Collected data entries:
=-=-=
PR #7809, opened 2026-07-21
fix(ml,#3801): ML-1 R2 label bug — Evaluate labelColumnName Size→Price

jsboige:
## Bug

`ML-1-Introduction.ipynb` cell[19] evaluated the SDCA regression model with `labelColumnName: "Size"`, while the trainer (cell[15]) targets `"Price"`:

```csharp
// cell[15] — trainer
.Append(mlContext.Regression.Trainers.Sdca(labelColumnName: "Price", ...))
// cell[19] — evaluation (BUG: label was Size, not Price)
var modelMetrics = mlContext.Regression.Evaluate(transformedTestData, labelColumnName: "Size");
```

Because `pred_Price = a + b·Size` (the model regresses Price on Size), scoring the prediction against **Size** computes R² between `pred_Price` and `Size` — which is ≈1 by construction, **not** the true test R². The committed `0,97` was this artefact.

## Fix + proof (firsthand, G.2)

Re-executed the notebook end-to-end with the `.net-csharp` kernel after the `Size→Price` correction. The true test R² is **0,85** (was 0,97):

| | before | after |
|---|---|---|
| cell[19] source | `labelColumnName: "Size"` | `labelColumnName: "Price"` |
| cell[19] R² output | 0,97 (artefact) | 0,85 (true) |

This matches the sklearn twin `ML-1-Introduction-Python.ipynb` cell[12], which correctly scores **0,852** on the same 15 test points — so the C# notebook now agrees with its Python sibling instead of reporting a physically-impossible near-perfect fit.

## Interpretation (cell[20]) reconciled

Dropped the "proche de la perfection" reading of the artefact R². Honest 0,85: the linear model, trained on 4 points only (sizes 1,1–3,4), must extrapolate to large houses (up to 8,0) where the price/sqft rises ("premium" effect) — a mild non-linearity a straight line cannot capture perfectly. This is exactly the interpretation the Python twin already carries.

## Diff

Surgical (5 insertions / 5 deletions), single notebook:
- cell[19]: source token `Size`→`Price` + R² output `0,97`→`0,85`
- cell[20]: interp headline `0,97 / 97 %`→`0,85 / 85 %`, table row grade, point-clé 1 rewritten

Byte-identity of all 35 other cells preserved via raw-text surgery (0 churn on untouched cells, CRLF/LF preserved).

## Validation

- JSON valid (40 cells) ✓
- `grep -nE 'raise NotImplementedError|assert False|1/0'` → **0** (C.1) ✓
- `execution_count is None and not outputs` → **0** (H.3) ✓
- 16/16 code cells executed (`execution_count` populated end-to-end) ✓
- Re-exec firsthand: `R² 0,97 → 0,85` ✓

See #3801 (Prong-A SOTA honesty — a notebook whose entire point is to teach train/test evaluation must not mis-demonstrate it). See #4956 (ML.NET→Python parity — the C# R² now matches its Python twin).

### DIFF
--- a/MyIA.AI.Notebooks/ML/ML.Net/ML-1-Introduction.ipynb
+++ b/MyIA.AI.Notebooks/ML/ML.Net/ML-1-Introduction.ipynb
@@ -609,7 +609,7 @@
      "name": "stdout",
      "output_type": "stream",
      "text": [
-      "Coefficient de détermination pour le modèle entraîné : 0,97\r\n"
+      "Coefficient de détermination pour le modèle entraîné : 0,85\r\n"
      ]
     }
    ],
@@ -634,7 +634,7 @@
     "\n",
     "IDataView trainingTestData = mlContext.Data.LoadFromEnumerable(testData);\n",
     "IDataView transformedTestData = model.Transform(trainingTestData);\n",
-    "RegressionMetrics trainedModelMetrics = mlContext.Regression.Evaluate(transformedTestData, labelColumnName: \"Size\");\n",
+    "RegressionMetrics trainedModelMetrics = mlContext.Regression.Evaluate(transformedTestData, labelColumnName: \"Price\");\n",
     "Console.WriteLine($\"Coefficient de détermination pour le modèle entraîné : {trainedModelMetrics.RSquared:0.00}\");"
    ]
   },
=-=-=
Exercise: Every piece of the data must be set down exactly. Omit nothing.

Written solution:
PR #7809, opened 2026-07-21
fix(ml,#3801): ML-1 R2 label bug — Evaluate labelColumnName Size→Price

jsboige:
## Bug

`ML-1-Introduction.ipynb` cell[19] evaluated the SDCA regression model with `labelColumnName: "Size"`, while the trainer (cell[15]) targets `"Price"`:

```csharp
// cell[15] — trainer
.Append(mlContext.Regression.Trainers.Sdca(labelColumnName: "Price", ...))
// cell[19] — evaluation (BUG: label was Size, not Price)
var modelMetrics = mlContext.Regression.Evaluate(transformedTestData, labelColumnName: "Size");
```

Because `pred_Price = a + b·Size` (the model regresses Price on Size), scoring the prediction against **Size** computes R² between `pred_Price` and `Size` — which is ≈1 by construction, **not** the true test R². The committed `0,97` was this artefact.

## Fix + proof (firsthand, G.2)

Re-executed the notebook end-to-end with the `.net-csharp` kernel after the `Size→Price` correction. The true test R² is **0,85** (was 0,97):

| | before | after |
|---|---|---|
| cell[19] source | `labelColumnName: "Size"` | `labelColumnName: "Price"` |
| cell[19] R² output | 0,97 (artefact) | 0,85 (true) |

This matches the sklearn twin `ML-1-Introduction-Python.ipynb` cell[12], which correctly scores **0,852** on the same 15 test points — so the C# notebook now agrees with its Python sibling instead of reporting a physically-impossible near-perfect fit.

## Interpretation (cell[20]) reconciled

Dropped the "proche de la perfection" reading of the artefact R². Honest 0,85: the linear model, trained on 4 points only (sizes 1,1–3,4), must extrapolate to large houses (up to 8,0) where the price/sqft rises ("premium" effect) — a mild non-linearity a straight line cannot capture perfectly. This is exactly the interpretation the Python twin already carries.

## Diff

Surgical (5 insertions / 5 deletions), single notebook:
- cell[19]: source token `Size`→`Price` + R² output `0,97`→`0,85`
- cell[20]: interp headline `0,97 / 97 %`→`0,85 / 85 %`, table row grade, point-clé 1 rewritten

Byte-identity of all 35 other cells preserved via raw-text surgery (0 churn on untouched cells, CRLF/LF preserved).

## Validation

- JSON valid (40 cells) ✓
- `grep -nE 'raise NotImplementedError|assert False|1/0'` → **0** (C.1) ✓
- `execution_count is None and not outputs` → **0** (H.3) ✓
- 16/16 code cells executed (`execution_count` populated end-to-end) ✓
- Re-exec firsthand: `R² 0,97 → 0,85` ✓

See #3801 (Prong-A SOTA honesty — a notebook whose entire point is to teach train/test evaluation must not mis-demonstrate it). See #4956 (ML.NET→Python parity — the C# R² now matches its Python twin).

### DIFF
--- a/MyIA.AI.Notebooks/ML/ML.Net/ML-1-Introduction.ipynb
+++ b/MyIA.AI.Notebooks/ML/ML.Net/ML-1-Introduction.ipynb
@@ -609,7 +609,7 @@
      "name": "stdout",
      "output_type": "stream",
      "text": [
-      "Coefficient de détermination pour le modèle entraîné : 0,97\r\n"
+      "Coefficient de détermination pour le modèle entraîné : 0,85\r\n"
      ]
     }
    ],
@@ -634,7 +634,7 @@
     "\n",
     "IDataView trainingTestData = mlContext.Data.LoadFromEnumerable(testData);\n",
     "IDataView transformedTestData = model.Transform(trainingTestData);\n",
-    "RegressionMetrics trainedModelMetrics = mlContext.Regression.Evaluate(transformedTestData, labelColumnName: \"Size\");\n",
+    "RegressionMetrics trainedModelMetrics = mlContext.Regression.Evaluate(transformedTestData, labelColumnName: \"Price\");\n",
     "Console.WriteLine($\"Coefficient de détermination pour le modèle entraîné : {trainedModelMetrics.RSquared:0.00}\");"
    ]
   },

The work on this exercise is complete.